PR #30, opened 2020-01-04
Add OSX image to travis

apachano:


apachano:
@beeperdeeper089 I am okay with this as a fix. Turns out Apple pulled an Apple and built their own proprietary clang that is slightly out of date from llvm (despite being slightly more stable) but <optional> is available in the latest version.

| What you should do |
Everything from the line with "Add OSX image to travis" through the end of the listing, both ends included, needs to be transcribed exactly, with no other lines.

| Reply to the exercise |
Add OSX image to travis

apachano:


apachano:
@beeperdeeper089 I am okay with this as a fix. Turns out Apple pulled an Apple and built their own proprietary clang that is slightly out of date from llvm (despite being slightly more stable) but <optional> is available in the latest version.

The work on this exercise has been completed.